Von ‚maladie‘ und ‚bruit‘
Geräusche im medizinischen Kontext in Louis-Ferdinand Célines Voyage au bout de la nuit und Guerre
DOI:
https://doi.org/10.57974/Re:visit_2022_1.12Keywords:
ringing in the ears, noise of war, soundscapes of illness, noise and communication, noise and Céline's poetics, pathological noiseAbstract
The writer and physician Louis-Ferdinand Celine published his most famous novel Voyage au bout de la nuit in 1932; this book had a major influence on French literature. The plot of the novel takes the protagonist Ferdinand Bardamu from the scenes of the First World War to Africa, to the USA and from there back to France, where he works as a doctor for the poor in the Parisian banlieues and in a psychiatric clinic. The concept of illness in its literal and metaphorical dimensions is therefore central to the interpretation of the novel. Moreover, the theme of the novel, in which medical activity is a focal point, is that sounds resulting from physical suffering or certain pathologies are encountered in many places. In general, Celine’s style is characterized by a certain immediacy that is very strongly orientated towards the spoken word. This goes hand in hand with a pronounced affinity to noise and sound as aesthetic constants that constitute meaning in the text. In its first part, this article analyses two emblematic passages from Voyage au bout de la nuit with regard to their soundscape. The connecting element in each case is the sound of dripping blood, “glou-glou”, which is combined with the noise of war in an initial war scene and with the all-drowning chatter of a sick person’s mother in a scene at the bedside after a miscarriage. In the process, it is shown how the metaphor of noise as the sonorous side of matter fits into Celine’s grotesque aesthetics.

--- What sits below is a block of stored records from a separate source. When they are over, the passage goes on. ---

PR #583, opened 2021-04-15
feat(analyzers): add mypy support

o-andrieiev:


universum/analyzers/mypy.py
```diff
@@ -0,0 +1,79 @@
...
+    """
+    Mypy runner.
+    Specify parameters such as project folders, config file for code report tool.
+    For example:
+    ./mypy.py --python-version 2 --files *.py tests/
+    Output: json of the found issues in the code.
+    """
+
+    @staticmethod
+    def define_arguments():
```
k-dovgan, line 19: The arguments here are almost exactly the same, as module 'pylint' arguments. Have you considered moving them to 'utils'? E.g. to avoid almost identical, yet quite long explanation of what '--python-version' is

o-andrieiev: yes, I did. Also, "--files" argument is common with pylint and uncrustify. However, I consider refactoring of analyzers a separate item from adding mypy. I think they should be done as distinct PRs

o-andrieiev: My priorities for now are:
1. Check that mypy handler correctly adds comments for review (not sure how to reproduce that at the moment)
2. Expand test suite for analyzers within this PR - right now it's very limited
3. Refactor analyzers as a separate PR

tests/docker/perforce/Dockerfile
```diff
@@ -6,11 +6,11 @@ ENV DEBIAN_FRONTEND noninteractive
 RUN apt-get update && apt-get install -y wget gnupg2
 
 # Get perforce packages
-RUN wget -q http://package.perforce.com/perforce.pubkey -O - | apt-key add - && \
-    echo "deb http://package.perforce.com/apt/ubuntu bionic release" > /etc/apt/sources.list.d/perforce.list && \
-    apt update
+#RUN wget -q http://package.perforce.com/perforce.pubkey -O - | apt-key add - && \
```
k-dovgan, line 9: What is the purpose of these changes?

o-andrieiev: oops, these were not supposed to be committed

i-keliukh (dismissed):

k-dovgan (dismissed):
Looks awesome

universum/analyzers/utils.py
```diff
@@ -2,13 +2,28 @@
...
+
+
+def add_result_file_argument(parser):
     parser.add_argument("--result-file", dest="result_file",
                         help="File for storing json results of Universum run. Set it to \"${CODE_REPORT_FILE}\" "
                              "for running from Universum, variable will be handled during run. If you run this "
                              "script separately from Universum, just name the result file or leave it empty.")
 
 
+def add_python_version_argument(parser):
```
k-dovgan, line 19: But we have other analyzers then pylint and mypy. Uncrusify doesn't need 'python version'

tests/test_code_report.py
```diff
@@ -10,49 +10,64 @@
...
     docker_main.environment.install_python_module("pylint")
+    docker_main.environment.install_python_module("mypy")
     yield docker_main
 
 
-def get_config(args: List[str]):
-    args = [f", '{arg}'" for arg in args]
-    return inspect.cleandoc(f"""
-        from universum.configuration_support import Configuration
+class ConfigData:
```
o-andrieiev, line 20: class added to simplify construction of config with multiple analyzers

.universum.py
```diff
@@ -2,7 +2,7 @@
 
 import os
 import sys
-from universum.configuration_support import Variations
+from universum.configuration_support import Variations, Step
```
o-andrieiev, line 5: This change might not be fitting in this PR, but it's fairly small and simple. It seems I missed some internal usages of old config format.

.universum.py
```diff
@@ -17,36 +17,38 @@ def pip_install(module_name):
...
+                      Step(name="Run static pylint", code_report=True,
                            command=run_virtual(f"{python} -m universum.analyzers.pylint "
                                                f"--python-version={python_version} --rcfile=pylintrc "
                                                "--result-file=\"${CODE_REPORT_FILE}\" --files *.py universum/ tests/")),
-                      dict(name="Run static type checker", code_report=True,
-                           command=run_virtual("make mypy")),
+                      Step(name="Run static type checker", code_report=True,
+                           command=run_virtual(f"{python} -m universum.analyzers.mypy "
+                                               f"--python-version={python_version} "
+                                               "--result-file=\"${CODE_REPORT_FILE}\" --files *.py universum/")),
```
o-andrieiev, line 37: note that "tests" are not in scope

tests/test_code_report.py
```diff
@@ -10,49 +10,64 @@
...
+    for analyzer in analyzers:
+        config.add_analyzer(analyzer, common_args)
+
+    log = runner_with_analyzers.run(config.finalize())
+    if expected_success:
+        assert re.findall(log_success, log)
+    else:
+        assert re.findall(log_fail, log)
+        for analyzer in analyzers:
+            assert re.findall(fr'Run {analyzer} - [^\n]*Failed', log)
```
o-andrieiev, line 66: to make sure that second analyzer is checked even if first failed

tests/test_code_report.py
```diff
@@ -61,25 +76,32 @@ def test_without_code_report_command(runner_with_pylint):
     assert not pattern.findall(log)
 
 
-@pytest.mark.parametrize('args, expected_log', [
-    [["--python-version", python_version(), "--files", "source_file.py", "--result-file", "${CODE_REPORT_FILE}", '--rcfile'],
-     'rcfile: expected one argument'],
+@pytest.mark.parametrize('analyzer', ['pylint', 'mypy'])
```
o-andrieiev, line 79: pylint and mypy share a lot of input parameters, so it makes sense to group them like this

tests/test_code_report.py
```diff
@@ -61,25 +76,32 @@ def test_without_code_report_command(runner_with_pylint):
...
-
     [["--python-version", "--files", "source_file.py", "--result-file", "${CODE_REPORT_FILE}"],
      "python-version: expected one argument"],
     [["--python-version", python_version(), "--result-file", "${CODE_REPORT_FILE}"],
      "error: the following arguments are required: --files"],
 ])
-def test_pylint_analyzer_wrong_params(runner_with_pylint, args, expected_log):
-    source_file = runner_with_pylint.local.root_directory.join("source_file.py")
+def test_pylint_analyzer_wrong_common_params(runner_with_analyzers, analyzer, common_arg_set, expected_log):
+    test_pylint_analyzer_wrong_specific_params(runner_with_analyzers, analyzer, common_arg_set, expected_log)
```
o-andrieiev, line 91: I couldn't find a way to do "AxB + C" with pytest fixtures, so went with a bit hacky way

universum/analyzers/mypy.py
```diff
@@ -0,0 +1,73 @@
...
+        parser.add_argument("--config-file", dest="config_file", type=str, help="Specify a configuration file.")
+        utils.add_python_version_argument(parser)
+        utils.add_result_file_argument(parser)
+        return parser
+
+    def __init__(self, settings) -> None:
+        self.settings = settings
+
+    def execute(self) -> int:
+        cmd = [f"python{self.settings.version}", '-m', 'mypy', '--ignore-missing-imports']
```
o-andrieiev, line 35: most notably 'sh' lacks type annotations and there is no stub library

tests/test_code_report.py
```diff
@@ -10,49 +10,64 @@
...
-
-
-def test_without_code_report_command(runner_with_pylint):
-    log = runner_with_pylint.run("""
+def test_code_report_log(runner_with_analyzers, analyzers, common_args, tested_content, expected_success):
+    common_args.extend(["--python-version", python_version(), "--files", "source_file.py"])
+    runner_with_analyzers.local.root_directory.join("source_file.py").write(tested_content)
+    config = ConfigData()
+    for analyzer in analyzers:
+        config.add_analyzer(analyzer, common_args)
```
i-keliukh, line 58: Considering the common_args is the same for all test instances, please remove it from parametrization.

tests/test_code_report.py
i-keliukh: Maybe add this as a comment to source code?

tests/test_code_report.py
i-keliukh: I am not sure pytest allows to call tests as regular functions.
As far as I know, we don't do that.

universum/analyzers/pylint.py
```diff
@@ -20,17 +20,10 @@ class PylintAnalyzer:
     @staticmethod
     def define_arguments():
         parser = argparse.ArgumentParser(description="Pylint analyzer")
-        parser.add_argument("--files", dest="file_list", nargs='+', required=True,
-                            help="Python files and Python packages for Pylint. "
-                                 "Files could be defined as a single python file"
-                                 " *.py or directories with __init__.py file in the directory.")
+        utils.add_files_argument(parser)
```
i-keliukh, line 23: In my opinion you can merge all three calls into one.

universum/analyzers/utils.py
```diff
@@ -2,13 +2,28 @@
 import sys
 
 
-def add_common_arguments(parser):
+def add_files_argument(parser):
```
i-keliukh, line 5: If it is only for python files, the function name must reflect it.

o-andrieiev: No, the descripion is wrong (copied from pylint). Files argument is common for analyzers (e.g. uncrustify has it too)
However, I just noticed that destination for uncrustify's --files argument is file_names instead of file_list. I'll change the destination variable name

universum/analyzers/pylint.py
o-andrieiev: you mean like utils.add_files_python_version_and_result_file(parser) ?
that seems a bit excessive to me

universum/analyzers/utils.py
o-andrieiev: should be fixed in new revision

tests/test_code_report.py
o-andrieiev: should be fixed in new revision. I left it there in case we need args for python version check, but that stays as TODO for now

tests/test_code_report.py
o-andrieiev: done

tests/test_code_report.py
o-andrieiev: it seems to work, alternatively I can move the code to separate function run_with_params and call that twice

universum/analyzers/utils.py
```diff
@@ -1,32 +1,64 @@
...
-def add_files_argument(parser):
-    parser.add_argument("--files", dest="file_list", nargs='+', required=True,
-                        help="Python files and Python packages for analyzer. "
-                             "Files could be defined as a single python file"
-                             " *.py or directories with __init__.py file in the directory.")
+ReportData = TypedDict('ReportData', {'path': str, 'message': str, 'symbol': str, 'line': int})
 
 
-def add_result_file_argument(parser):
+def run_parse_report(cmd: List[str], parse: Callable[[str], List[ReportData]], out_file: str) -> int:
```
i-keliukh, line 13: The name makes an impression that the function runs a report.
I suggest to rename it like "run_and_parse_report".
I also suggest to rename "parse" argument to "parse_function".

tests/docker/universum_test_env/Dockerfile
```diff
@@ -4,6 +4,15 @@ ARG PYTHON=python3.7
...
 
+# Install python 2 for pylint testing
+RUN DEBIAN_FRONTEND=noninteractive apt install -y python
+RUN wget --no-check-certificate -O get-pip.py 'https://bootstrap.pypa.io/pip/2.7/get-pip.py'
+RUN python get-pip.py
+RUN python -m pip install pylint
+
+# Install uncrustify for testing
+RUN DEBIAN_FRONTEND=noninteractive apt install -y uncrustify
+
```
k-dovgan, line 15: Please move this block to the end of the file to use existing python layers (that are common for several different docker images)

o-andrieiev: moving python2 installation after python3 installation causes some issues

o-andrieiev:
Separated into multiple PRs to preserve change history and atomicity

Moreover, the sounds of physical or mental suffering in Voyage au bout de la nuit are sometimes closely linked to the description of communicative phenomena, creating a soundscape around the sick that goes far beyond the communication between doctor and patient and becomes a sort of noise in which all communication comes to a standstill and the patient is ultimately drowned out. On the poetological level, Celine’s particularly direct handling of the sound material is brought into connection with the general expressive possibilities of language and literature.

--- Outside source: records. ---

PR #586, opened 2021-04-20
fix(p4): 'p4 opened' sometimes fails unexpectedly

k-dovgan:


universum/modules/vcs/perforce_vcs.py
```diff
@@ -476,7 +476,12 @@ def check_diff_for_depot(self, depot: str) -> str:
 
     def calculate_file_diff(self) -> List[Dict[str, str]]:
         action_list: Dict[str, str] = {}
-        for entry in self.p4.run_opened():
+        try:
```
i-keliukh, line 479: Please implement the following changes:

1. Logs of the operation
2. Retries with exponential increase in delay
3. If possible, process only one specific exception

universum/modules/vcs/perforce_vcs.py
```diff
@@ -476,7 +476,12 @@ def check_diff_for_depot(self, depot: str) -> str:
...
+            opened_files = self.p4.run_opened()
+        except P4Exception:
+            return [{'failure': "Getting diff failed due to server error!"}]
```
i-keliukh, line 482: In case of fatal failure, for example, if failure persists even after all retries, return empty list.
Do not return fake data to clients.

universum/modules/api_support.py
```diff
@@ -45,5 +46,10 @@ def get_environment_settings(self) -> Dict[str, str]:
     def add_file_diff(self, entry: str) -> None:
         self._set_entry("DIFF", entry)
 
+    def register_file_diff_failure(self) -> None:
```
i-keliukh, line 49: Considering there is only one symmetric function (get_file_diff), it is better to keep setting the value and error status within single function.

universum/modules/vcs/vcs.py
```diff
@@ -177,9 +177,15 @@ def prepare_repository(self) -> None:
         status_file.write("\nFile list:\n\n")
         status_file.write(utils.trim_and_convert_to_unicode(sh.ls("-lR", self.settings.project_root)) + "\n")
         status_file.close()
+        self.calculate_diff_for_api()
 
+    @make_block("Registering file diff for API")
+    def calculate_diff_for_api(self) -> None:
         file_diff = self.driver.calculate_file_diff()
-        self.api_support.add_file_diff(json.dumps(file_diff, indent=4))
+        if file_diff is False:
```
i-keliukh, line 185: I suggest to use None instead of False

i-keliukh (dismissed):

o-andrieiev (commented):
To fix static analysis issue, update P4 stubs as follows:

class P4ExceptionStub(BaseException):
    warnings: List[str]


class P4stub(ModuleType):  # replace with proper stubs
    P4Exception: Type[P4ExceptionStub]
    P4: Callable


P4Exception = P4ExceptionStub




...this can be done as a separate PR

universum/modules/vcs/perforce_vcs.py
```diff
@@ -474,9 +475,23 @@ def check_diff_for_depot(self, depot: str) -> str:
             result = utils.trim_and_convert_to_unicode(e.stdout)
         return result
 
-    def calculate_file_diff(self) -> List[Dict[str, str]]:
+    def calculate_file_diff(self) -> Union[List[Dict[str, str]], None]:
```
i-keliukh, line 478: Please change Union[something, None] to Optional[something]

k-dovgan:
> ...this can be done as a separate PR

Looks like a minor change to me, applied here.

tests/test_regression.py
```diff
@@ -110,3 +113,20 @@ def mocking_function(*args, **kwargs):
...
+    config = f"""
+from universum.configuration_support import Configuration
+
+configs = Configuration([dict(name="{step_name}", artifacts="output.json",
+                              command=["bash", "-c", "{python()} -m universum api file-diff > output.json"])])
+    """
+    settings = shelve_config(config, perforce_environment)
+
+    assert not __main__.run(settings)
+    log = perforce_environment.temp_dir.join('artifacts', f'{step_name}_log.txt').read()
```
i-keliukh, line 130: Please create dedicated `artifact_dir` variable in TestEnvironment and use it here.

i-keliukh (approved):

In a second part, analogue observations from Celine’s novelistic narrative Guerre complement the picture from Voyage au bout de la nuit. Guerre has only recently been published and has emerged from the edition of a sensational manuscript discovery some 60 years after the writer’s death. With many autobiographical elements, this text initially focuses on the events surrounding the protagonist’s war injury and his stay in hospital. Since the protagonist, like Celine himself, suffered from agonising ringing in the ears, the fixation on the ‘bruit’ at the beginning of Guerre is extremely pronounced, manifesting itself on the one hand outwardly as deafening war noise and on the other hand inwardly as a pathological chronicled ringing in the ears. Especially in view of Celine’s poetics, Guerre contains a meaningful key passage which connects Celine’s artistic production directly with the inner sounds presenting his literature conditioned by pathological noise.